Please copy, exactly as they appear below, the lines from the one containing "It supports the" through the one containing "list of files)".

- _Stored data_
################

Issue #1265, opened 2022-09-21
Support `--env-file` to import custom `.env` files


danosiersonos:
### What is the problem this feature will solve?

So for a lot of users/companies, they have multiple environments to deal with different datasets, connections, API, integrations, etc. Right now bun supports .env, .env.local, and .env.development (unless I'm mistaken).

It would be nice if bun could support more than just these 4, and support custom names as well. Staging, performance, testing, etc.

### What is the feature you are proposing to solve the problem?

I think that this could be solved multiple ways, likely.

I think you could support some type of map/fallback structure in the bunfig.toml.
Base the name of the .env file you load from a BUN_ENV, or to be more compatible with node, use NODE_ENV.

### What alternatives have you considered?

To force everyone to only ever have 3 env files ¯\_(ツ)_/¯

I'm no expert, I just thought this would be an excellent addition

Jarred-Sumner:
The only reason Bun hardcodes it right now was due to prioritization constraints when implementing it - not philosophical 

A good question is how best to specify which .env files to load. An environment variable could work, with some constraint that the environment variable comes from the process instead of another .env 

A CLI flag would also make sense 

A bunfig option would sort of make sense except there's only one bunfig right now

danosiersonos:
I assumed it was a prioritization thing, not a philosophical one 🙌. But always good to have something on the board rather than possibly lose track of it.

CLI flag would be good too.

Does the one bunfig prevent you from using it? Worried about it becoming massive?

joshuat:
@Jarred-Sumner I think the defaults in place make a lot of sense, but I've always really liked the API from [node-foreman](https://github.com/strongloop/node-foreman/blob/782cf090d4917ff137e9980a36803b93df818b96/nf.js#L20) for .env loading. You're able to supply a comma-separated list of filenames which load in order similar to how Bun loads the current files in order.

bertyhell:
An cli option would be nice. Something similar to the latest nodejs version:
```
node --env-file=env-folder/.env.production index.js
```

https://netbasal.com/node-js-v20-6-0-introducing-built-in-env-file-support-fb1b1de4f1fa

This would provide a good migration path for people using dotenv:
```
dotenv -e ./env-folder/.env.production node index.js 
```

eg:
```
bun --env-file=env-folder/.env.production index.ts
```

webfussel:
I'd like to push this issue.
[...]

PR #7032, opened 2023-11-10
feat(cli) implement --env-file arg for bun run to load custom env files

otgerrogla:
### What does this PR do?

Implements #1265: adds support for the `--env-file` argument for `bun run`, to load custom dotenv files (`.env`).

Specifically, when this argument is passed, it disables the default behavior of looking for `.env`, `.env.production`, `.env.production.local`, etc.; and instead only loads the specified files. In case of specifying more than one file, the latter one always has higher priority and overrides values from previous ones (regardless of which syntax is used).

It supports the following syntaxes:
- `--env-file=.env1`
- `--env-file .env1`
- `--env-file .env1 --env-file=.env2` (load multiple files by passing multiple instances of the arg)
- `--env-file .env1,.env2` (load multiple files as a comma-separated list of files)

These syntaxes provide compatibility with the [NodeJS --env-file arg](https://nodejs.org/api/cli.html#--env-fileconfig) (implemented on v20.6.0), along with other popular toolings.

- [x] Code changes

I wrote automated tests

### DIFF
--- a/completions/bun.bash
+++ b/completions/bun.bash
@@ -84,7 +84,7 @@ _bun_completions() {
 
     local SUBCOMMANDS="dev bun create run install add remove upgrade completions discord help init pm x";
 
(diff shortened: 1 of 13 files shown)


Jarred-Sumner:
This looks great. 

Thank you.

PR #6064, opened 2023-09-26
WIP: Add implementation for `server.url`

GabrielDougherty:
### What does this PR do?

This adds a new `url` property on `server` which returns a URL object.  That way, the URL object can be passed around instead of the individual fields `server.hostname` and `server.port`.

- [ ] Documentation or TypeScript types (it's okay to leave the rest blank in this case)
- [x] Code changes

### How did you verify your code works?

I wrote automated tests

If JavaScript/TypeScript modules or builtins changed:

- [x] I ran `make js` and committed the transpiled changes
- [x] I or my editor ran Prettier on the changed files (or I ran `bun fmt`)
- [x] I included a test for the new code, or an existing test covers it

 If Zig files changed: **(TODO)**

- [ ] I checked the lifetime of memory allocated to verify it's (1) freed and (2) only freed when it should be
- [x] I or my editor ran `zig fmt` on the changed files
- [ ] I included a test for the new code, or an existing test covers it
- [ ] JSValue used outside outside of the stack is either wrapped in a JSC.Strong or is JSValueProtect'ed

 If new methods, getters, or setters were added to a publicly exposed class:

- [x] I added TypeScript types for the new methods, getters, or setters

 If \*.classes.ts files were added or changed:

- [x] I ran `make codegen` to regenerate the C++ and Zig code

PR #7043, opened 2023-11-11
Implement `server.url`

### LINKED ISSUE #5758: Implement `server.url`
It's a common pattern to see this:

```js
const server = Bun.serve(...);
const result = await fetch(`http://${server.hostname}:${server.port}/`);
```

But that's cumbersome, and is invalid for IPv6 addresses. Instead, Bun should provide a built-in API for the URL.

```ts
interface Server {
  get url(): URL;
}
```

Electroid:
### What does this PR do?

This adds support for `server.url` from `Bun.serve()`.

```js
const server = Bun.serve({
  fetch() {
    return new Response();
  }
});

console.log(server.url instanceof URL); // true
console.log(server.url.protocol); // "http:"
console.log(server.url.hostname); // "localhost"
console.log(server.url.port); // 3000
```

For unix sockets, it also works.

```js
const server = Bun.serve({
  unix: "/tmp/bun.sock",
  fetch() {
    return new Response();
  }
});

console.log(server.url instanceof URL); // true
console.log(server.url.protocol); // "unix:"
console.log(server.url.pathname); // "/tmp/bun.sock"
```

- [x] Code changes

Closes #5758, #6064


Jarred-Sumner:
yay

PR #7055, opened 2023-11-11
feat: adds remove comments option to transpiler

pierre-cm:
### What does this PR do?

This impements the [removeComments](https://www.typescriptlang.org/tsconfig#removeComments) tsconfig option for for bun's transpiler.

It is set to `true` by default to maintain current behavior. However, when explicitly set to `false`, it would retain comments in the transformed JavaScript code.

- [x] Code changes

If Zig files changed:


Jarred-Sumner:
Thank you for this. It's close to shippable. Note that we never implemented `removeMultilineCommentIndent` so the indentation in a multiline comment might be preserved which would be confusing when the code is re-printed or used with `--minify-syntax`

pierre-cm:
Thank you for your feedback. I've added an implementation for `removeMultilineCommentIndent`. My approach is straightforward, as I wasn't certain if there were specific cases to consider. I've made the assumption that comments are simply excluded when the code is minified.
If there are any specific requirements or scenarios I should account for, please let me know so I can adjust the implementation accordingly

PR #8877, opened 2024-02-13
Allow user to uninstall windows version of bun

RiskyMH:
### What does this PR do?

This updates the registry so that the user can go to control panel and uninstall bun. Currently it only should delete all contents inside `.bun` (I tried to delete the root bun folder but powershell wasn't being nice).

Also fixes the install script to have the latest changes.

Registry options here: <https://learn.microsoft.com/en-us/windows/win32/msi/uninstall-registry-key>

```sh
# You can test my changes by running this script:
powershell -c "irm https://raw.githubusercontent.com/The-Fiery-Fire/bun/uninstall-windows/src/cli/install.ps1|iex"
```

- [x] Code changes

I ran my changed install script and tried to uninstall.


src/cli/install.ps1
```diff
@@ -180,4 +176,27 @@ function Install-Bun {
   if(!$hasExistingOther) {
     Write-Output "To get started, restart your terminal/editor, then type `"bun`"`n"
   }
-}
\ No newline at end of file
+
+  $RegistryKey = "HKCU:\Software\Microsoft\Windows\CurrentVersion\Uninstall\Bun"  
+  New-Item -Path $RegistryKey -Force | Out-Null
+  New-ItemProperty -Path $RegistryKey -Name "DisplayName" -Value "Bun" -PropertyType String -Force | Out-Null
+  # New-ItemProperty -Path $RegistryKey -Name "DisplayVersion" -Value $DisplayVersion -PropertyType String -Force | Out-Null
```
RiskyMH, line 196: I commented this out because it doesn't get updated in `bun upgrade` and I didn't want it to be incorrect

paperclover:
i'll have to mess around with this and see if this is something we can reliably do. if not then we can still keep the uninstall script (i specifically want the uninstall flow to always fix the user path env)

################

- _Written answer_
It supports the following syntaxes:
- `--env-file=.env1`
- `--env-file .env1`
- `--env-file .env1 --env-file=.env2` (load multiple files by passing multiple instances of the arg)
- `--env-file .env1,.env2` (load multiple files as a comma-separated list of files)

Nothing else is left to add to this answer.